Olumide Olusanya, CEO and founder of Gloo.ng has announced the new business that the ecommerce online business would be pivoting to. Olumide early in the year, announced that he was shutting down the ecommerce business and launching a new business.
The new business is a B2B e-procurement business called Gloopro. Publicly announced yesterday, Gloopro “is on a mission to build Africa’s largest, indigenous multi-enterprise procurement network and supply-chain trading platform.”
In his interview with Techcrunch, Olumide said that the new business would supply large and medium corporates with everything from desks to toilet paper.
Today, 11th March 2019, we publicly launch @gloopro, Africa's Premier eProcurement Platform!@gloopro is on a mission to build Africa's largest, indigenous multi-enterprise procurement network and supply-chain trading platform. Check us out at https://t.co/XcEIrkVLdC pic.twitter.com/EHEZn4aQKI
— Gloopro (@gloopro) March 11, 2019
Gloopro will generate revenues on a monthly fee structure and a percentage on goods delivered.
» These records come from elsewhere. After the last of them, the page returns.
PR #1996, opened 2019-01-24
Get rid of pytest-cover in favor of pytest-cov

leplatrem:
pytest-cov was already in dev-requiremnents...


glasserc:
Refs https://github.com/Kinto/kinto-signer/pull/262.

PR #1999, opened 2019-01-25
[security] Fix pagination leaking between collections

leplatrem:
Note: kinto < 12 is not affected

Bug introduced in 2fd5cbc15 (#1931)

The SQL generated was missing parenthesis:

screenshot from 2019-01-25 16-54-43

### DIFF
--- a/kinto/core/storage/postgresql/__init__.py
+++ b/kinto/core/storage/postgresql/__init__.py
@@ -420,7 +420,7 @@ class Storage(StorageBase, MigratorMixin):
              WHERE id = :object_id
                AND parent_id = :parent_id
                AND resource_name = :resource_name
-               AND deleted = FALSE
+               AND NOT deleted
             RETURNING as_epoch(last_modified) AS last_modified;
             """
         else:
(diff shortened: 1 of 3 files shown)


kinto/core/storage/postgresql/__init__.py
```diff
@@ -420,7 +420,7 @@ def delete(
              WHERE id = :object_id
                AND parent_id = :parent_id
                AND resource_name = :resource_name
-               AND deleted = FALSE
+               AND NOT deleted
```
peterbe: Is this just cleaning up whilst-you're-at-it?

Also, why is it not using `core.storage.DEFAULT_DELETED_FIELD`?

leplatrem: > Is this just cleaning up whilst-you're-at-it?

yes

> Also, why is it not using core.storage.DEFAULT_DELETED_FIELD?

hmm, good point, but the column is hard coded in the schema.sql file anyway

glasserc:
Ouch. Thanks for jumping on this.

PR #2004, opened 2019-01-28
Loosen up CSP in admin plugin (fixes #2000)

### LINKED ISSUE #2000: CSP error while trying to load kinto-admin 1.23 from /v1/admin/
https://catalog.chefclub.tools/v1/admin/

image

image

leplatrem:
Fixes #2000 

This is how I fixed it.

There might be better options using nounces or hashes, but since we use `react-scripts` I could not find anything obvious.
If we consider this as a temporary solution, we should open another issue..

### DIFF
--- a/CHANGELOG.rst
+++ b/CHANGELOG.rst
@@ -6,7 +6,9 @@ This document describes changes between each past release.
 13.0.1 (unreleased)
 -------------------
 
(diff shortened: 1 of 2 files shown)


Natim:
Tested and I was able to load the kinto-admin.

Issue #1921, opened 2018-12-06
Merge setup.py, setup.cfg and pyproject.toml ? 


leplatrem:
I don't think we should have all of these.

I would be in favor of `setup.cfg` only :)

glasserc:
I haven't really paid attention to packaging stuff, but I'm in favor of moving to the future (which is I guess `setup.cfg`?).

leplatrem:
There is Flit as well... https://flit.readthedocs.io/en/latest/ which says *no need for setup.py and setup.cfg* ...

leplatrem:
Done in https://github.com/Kinto/kinto/pull/3359

PR #2013, opened 2019-01-30
Use setup.cfg for package metadata (ref #1921)

leplatrem:
Ref #1921

IMO it makes more sense to have package metadata in a configuration file rather than an executed python file.


setup.cfg
```diff
@@ -1,3 +1,81 @@
+[metadata]
+name = kinto
+version = 13.1.0.dev0
```
Natim: Do you know if zest.releaser handle this?

setup.cfg
```diff
@@ -1,3 +1,81 @@
...
+description = Kinto Web Service - Store, Sync, Share, and Self-Host.
+long_description = file: README.rst, CHANGELOG.rst, CONTRIBUTORS.rst
```
Natim: :1st_place_medal:

setup.cfg
Natim: :heart_decoration:

setup.cfg
```diff
@@ -1,3 +1,81 @@
...
+license = Apache License (2.0)
+author = Mozilla Services
+author_email = storage-team@mozilla.com
+url = https://github.com/Kinto/kinto
+download_url = https://github.com/dj-stripe/dj-stripe/tarball/master
```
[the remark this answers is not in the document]
leplatrem: Thanks, fixed in 80c4a7d18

Olumide says the company is about to raise its Series A round and is looking to expand outside Nigeria “before the end of next year”. Olumide raised around $1 million in seed capital as Gloo.ng.
He said the new business was prompted by an Gloo.ng client Unilever, who requested an e-procurement solution in 2017. According to him, “We observed that the unit economics of that business was far better than consumer e-commerce.”
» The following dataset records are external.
PR #2024, opened 2019-02-05
Fix tox environment dependencies

leplatrem:
I tested it on the commit range where colander was < 1.6 and it pulled the proper version

### DIFF
--- a/tox.ini
+++ b/tox.ini
@@ -35,6 +35,7 @@ deps =
     pytest-sugar
     webtest
     werkzeug
+install_command = pip install {opts} {packages} -c{toxinidir}/requirements.txt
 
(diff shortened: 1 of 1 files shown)


glasserc:
This might be a dumb question, but what is the value of a `requirements.txt` file? Do we expect our users to retrieve this file and pass it when doing `pip install kinto`?

leplatrem:
> This might be a dumb question, but what is the value of a `requirements.txt` file?

Pin the known good set of dependencies.

> Do we expect our users to retrieve this file and pass it when doing `pip install kinto`?

I don't think so, although they could.

At least we want to make sure that the proper dependencies are pulled when we build the Docker container for example.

Now Gloopro’s clients include include Uber Nigeria, Cars45, Coca-Cola and industrial equipment company LaFarge apart from Unilever.
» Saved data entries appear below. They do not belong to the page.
PR #2084, opened 2019-03-22
upgrade therapist

peterbe:
[Therapist 1.6.0](https://github.com/rehandalal/therapist/releases/tag/v1.6.0) fixes a [bug related to git copied files](https://github.com/rehandalal/therapist/commit/f5658d1532912717b656004b3f6503980619adcc).

### DIFF
--- a/lint-requirements.txt
+++ b/lint-requirements.txt
@@ -1,4 +1,6 @@
-therapist==1.5.0
+therapist==1.6.0 \
+    --hash=sha256:ba7bebe4df1ee7c78b420b5894824ce8150868eab8819e8a4a510feefc0e2884 \
+    --hash=sha256:e29c8c07676215093318e7b8aadc6c59784a1d9877eff77ffce20c9d63770a24
 black==19.3b0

Gloopro boasts about the following benefits of using its platform. Companies would be able to:
- Gain critical insight into spending
- Drive costs down and save money
- Increase visibility and deter fraud
- Boost efficiency and profitability
- Simplify and streamline process
- Reduce manual inputs
- Remove delays and free up resources
Olusanya believes the company can compete with other global e-procurement providers, such as SAP Ariba and GT-Nexus, by “leveraging our sourcing and last-mile delivery experience in Nigeria” and expertise working around local requirements in Africa.
He believes that Gloopro’s revenues would hit $4 million by the end of the year and the company could reach $100 million over the course of its international expansion into countries like South Africa, Kenya, Morocco, Egypt and the Ivory Coast.